I would like to clarify: I understand that the output is structured to capture the semantics of the values being predicted - by using softmax that predicts probabilities per class values. Could you explain this further. For instance, as in the example provided: feature f1 can take values a, b and feature 2 (f2) takes three possible values. In this case the output would have two probability distributions, one for f1 across values an and b and the other for f2. Is this right? If so, do you discretize the input feature values?
Why is the complexity only depending on number of features and number of antecedents? Shouldn't it depend on the number of values possible for each feature as well?
More explanation required: It would be nice to explain the choice of auto encoder - why undercomplete and not over complete. Did the ARM-AE paper also use under complete AE? Also, the paper mentions that ARM-AE considers the input as consequent and output as antecedent. Why does it matter?

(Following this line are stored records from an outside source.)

PR #10378, opened 2024-11-23
POC - using assignability APIs in no-unnecessary-condition

kirkwaiblinger:
## PR Checklist

## Overview

This fundamentally changes the truthiness/falsiness algorithm used in no-unnecessary-condition. Up until now, the rule has checked various heuristics for possible falsiness: essentially whether the type is a known falsy literal and whether the type has TS's (inconsistent) PossiblyFalsy flag set. The proposed change is to use the assignability API to simply check whether one of JS's few falsy types is assignable to the type being investigated.

This has a few interesting consequences that improve correctness....
```ts
// was flagged, no longer flagged
function usesEmptyObject(x: {}) {
  if (x) {
    console.log('truthy case')
  } else {
    console.log('truthy case')
  }
}
// because 
usesEmptyObject(false);

// was flagged, no longer flagged
function usesNumberyObject(x: { toFixed: () => string }) {
  if (x) {
    console.log('truthy case')
  } else {
    console.log('truthy case')
  }
}
// because 
usesNumberyObject(0);
```
Annoyingly, this also has the drawback that the following no longer flags.
```ts
const neverNull = {};
if (neverNull) {
}
```
That's due to TS's (questionable) decision to give `neverNull` type `{}` instead of type `object`, even when initializing a `const` variable.

The following does still flag 
```ts
const neverNull: object = {};
if (neverNull) {
}
```

### DIFF
--- a/packages/eslint-plugin/docs/rules/no-unnecessary-condition.mdx
+++ b/packages/eslint-plugin/docs/rules/no-unnecessary-condition.mdx
@@ -107,7 +107,7 @@ function assert(condition: unknown): asserts condition {
 
 assert(false); // Unnecessary; condition is always falsy.
 
-const neverNull = {};
+const neverNull = { someProperty: 'someValue' };
 assert(neverNull); // Unnecessary; condition is always truthy.
 
 function isString(value: unknown): value is string {
--- a/packages/eslint-plugin/src/rules/no-unnecessary-condition.ts
+++ b/packages/eslint-plugin/src/rules/no-unnecessary-condition.ts
@@ -41,41 +41,32 @@ const getValueOfLiteralType = (
   return type.value;
 };
 
-const isFalsyBigInt = (type: ts.Type): boolean => {
-  return (
-    tsutils.isLiteralType(type) &&
-    valueIsPseudoBigInt(type.value) &&
-    !getValueOfLiteralType(type)
-  );
-};
-const isTruthyLiteral = (type: ts.Type): boolean =>
-  tsutils.isTrueLiteralType(type) ||
-  (type.isLiteral() && !!getValueOfLiteralType(type));
-
-const isPossiblyFalsy = (type: ts.Type): boolean =>
+const isPossiblyFalsy = (
+  checker: ts.TypeChecker,
+  type: ts.Type,
+  falsyTypes: ts.Type[],
+): boolean =>
   tsutils
     .unionTypeParts(type)
-    // Intersections like `string & {}` can also be possibly falsy,
-    // requiring us to look into the intersection.
     .flatMap(type => tsutils.intersectionTypeParts(type))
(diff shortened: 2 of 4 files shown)


packages/eslint-plugin/docs/rules/no-unnecessary-condition.mdx
```diff
@@ -107,7 +107,7 @@ function assert(condition: unknown): asserts condition {
 
 assert(false); // Unnecessary; condition is always falsy.
 
-const neverNull = {};
+const neverNull = { someProperty: 'someValue' };
```
JoshuaKGoldberg, line 110: > That's due to TS's (questionable?) decision to give `neverNull` type `{}` instead of type `object`, even when initializing a `const` variable.

😩 this again... is there a TypeScript issue filed that we can reference? It feels like a bug to me.

I also don't mind it very much. It's not often that folks use `{}`. This docs change kind of makes it more realistic to me.

JoshuaKGoldberg (commented):
I like this direction! Nicely done 🙂

packages/eslint-plugin/docs/rules/no-unnecessary-condition.mdx
kirkwaiblinger: > 😩 this again... is there a TypeScript issue filed that we can reference? It feels like a bug to me.

That's a good question. I'll take an action item to investigate this.

> I also don't mind it very much. It's not often that folks use `{}`. This docs change kind of makes it more realistic to me.

Agreed that the docs change is probably an improvement. But, the false negative here makes the rule a little less understandable to me, so I'd lean on the side of wanting it to be correct if we can get it to be.

kirkwaiblinger: Oh, dear, the moment I start playing around with this, I immediately find infuriating behavior around `{}`....
```ts
function takesObject(x: object) {
  if (x) {
    console.log('should always be true')
  } else {
    console.error('this should be unreachable');
  }
}
const o: {} = 0;
// no error here!?!?!?!?
takesObject(o);
```

kirkwaiblinger: Regarding `const o = {}; // has type {}`, started discord conversation at https://discord.com/channels/508357248330760243/508357638677856287/1310419206260654081.

Regarding `{}` -> `object` assignments, filed https://github.com/microsoft/TypeScript/issues/60582... and immediately learned this is a duplicate of https://github.com/microsoft/TypeScript/issues/56205, in which this behavior is deemed intentional 🫤.

Reminder to self: I'm pretty sure we'll have some good info to add to the motivation for https://typescript-eslint.io/rules/no-empty-object-type/ as an outcome of these discussions 😆

kirkwaiblinger:
This POC has served its purpose as a POC, so closing.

Is the proposed method differentiating between causality and correlation? The AE predicts the feature that is highly likely to co-occur with another feature. How do you conclude that it is f1-->f2 and not f2-->f1. Do you provide both these instances as input to the AE and test?
Clarification: Is it right if I say that the proposed approach results in a concise set of rules only by controlling the input parameters - threshold and number of antecedents? If so, how do you ensure that high quality or significant rules are given priority to less significant rules?
In Table 5, it is seen that FP-G method with semantics has better support and coverage for all datasets except LeakDB. It also has better confidence than Aerial with semantics in all but one dataset (LBNL). How do you explain this?
Writing: I feel the form given in Table 2 is difficult to understand - may be a better representation can be used.